**PROVIDED MATERIAL**
⁂
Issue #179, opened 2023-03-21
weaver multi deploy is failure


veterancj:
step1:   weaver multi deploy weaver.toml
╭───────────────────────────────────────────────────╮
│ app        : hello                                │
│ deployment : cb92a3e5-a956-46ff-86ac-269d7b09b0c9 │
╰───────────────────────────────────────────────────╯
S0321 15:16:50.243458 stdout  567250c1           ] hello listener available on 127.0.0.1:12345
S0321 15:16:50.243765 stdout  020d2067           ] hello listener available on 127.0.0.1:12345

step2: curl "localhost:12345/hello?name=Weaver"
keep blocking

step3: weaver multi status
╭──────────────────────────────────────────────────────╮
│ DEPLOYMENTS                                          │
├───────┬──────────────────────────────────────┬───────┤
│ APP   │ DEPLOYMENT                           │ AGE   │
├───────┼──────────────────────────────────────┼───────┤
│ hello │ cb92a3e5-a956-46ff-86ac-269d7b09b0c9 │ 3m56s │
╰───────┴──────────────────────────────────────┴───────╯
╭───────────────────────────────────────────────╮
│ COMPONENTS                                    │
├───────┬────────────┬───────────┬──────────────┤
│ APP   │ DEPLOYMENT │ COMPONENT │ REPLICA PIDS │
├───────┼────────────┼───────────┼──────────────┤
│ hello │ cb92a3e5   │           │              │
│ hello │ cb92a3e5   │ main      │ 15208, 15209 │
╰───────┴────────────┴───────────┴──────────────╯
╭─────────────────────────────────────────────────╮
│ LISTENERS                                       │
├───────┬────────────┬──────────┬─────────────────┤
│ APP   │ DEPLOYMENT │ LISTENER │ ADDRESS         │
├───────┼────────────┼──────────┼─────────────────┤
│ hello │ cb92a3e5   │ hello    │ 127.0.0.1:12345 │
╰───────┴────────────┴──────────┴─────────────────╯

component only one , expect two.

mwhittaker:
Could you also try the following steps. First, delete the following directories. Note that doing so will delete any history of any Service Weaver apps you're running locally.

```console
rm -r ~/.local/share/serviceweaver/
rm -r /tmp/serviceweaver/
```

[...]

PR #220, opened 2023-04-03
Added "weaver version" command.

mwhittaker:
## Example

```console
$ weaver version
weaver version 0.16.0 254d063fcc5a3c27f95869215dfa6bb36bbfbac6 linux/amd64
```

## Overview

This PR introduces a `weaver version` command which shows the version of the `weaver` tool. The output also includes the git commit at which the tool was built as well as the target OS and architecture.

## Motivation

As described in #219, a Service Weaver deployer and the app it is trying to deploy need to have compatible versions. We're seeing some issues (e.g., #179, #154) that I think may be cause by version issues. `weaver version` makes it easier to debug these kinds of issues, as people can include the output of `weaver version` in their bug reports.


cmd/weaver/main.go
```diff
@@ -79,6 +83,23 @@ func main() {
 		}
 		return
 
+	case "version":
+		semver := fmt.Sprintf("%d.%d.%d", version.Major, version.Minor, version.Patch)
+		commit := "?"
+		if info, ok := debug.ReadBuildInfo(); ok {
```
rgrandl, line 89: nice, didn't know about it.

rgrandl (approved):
⁂
**EXERCISE GOAL**
For this exercise, copy word for word the line that contains "This PR introduces" and every line after it, ending with the last line of the entries above.

**WRITTEN RESPONSE**
This PR introduces a `weaver version` command which shows the version of the `weaver` tool. The output also includes the git commit at which the tool was built as well as the target OS and architecture.

## Motivation

As described in #219, a Service Weaver deployer and the app it is trying to deploy need to have compatible versions. We're seeing some issues (e.g., #179, #154) that I think may be cause by version issues. `weaver version` makes it easier to debug these kinds of issues, as people can include the output of `weaver version` in their bug reports.


cmd/weaver/main.go
```diff
@@ -79,6 +83,23 @@ func main() {
 		}
 		return
 
+	case "version":
+		semver := fmt.Sprintf("%d.%d.%d", version.Major, version.Minor, version.Patch)
+		commit := "?"
+		if info, ok := debug.ReadBuildInfo(); ok {
```
rgrandl, line 89: nice, didn't know about it.

rgrandl (approved):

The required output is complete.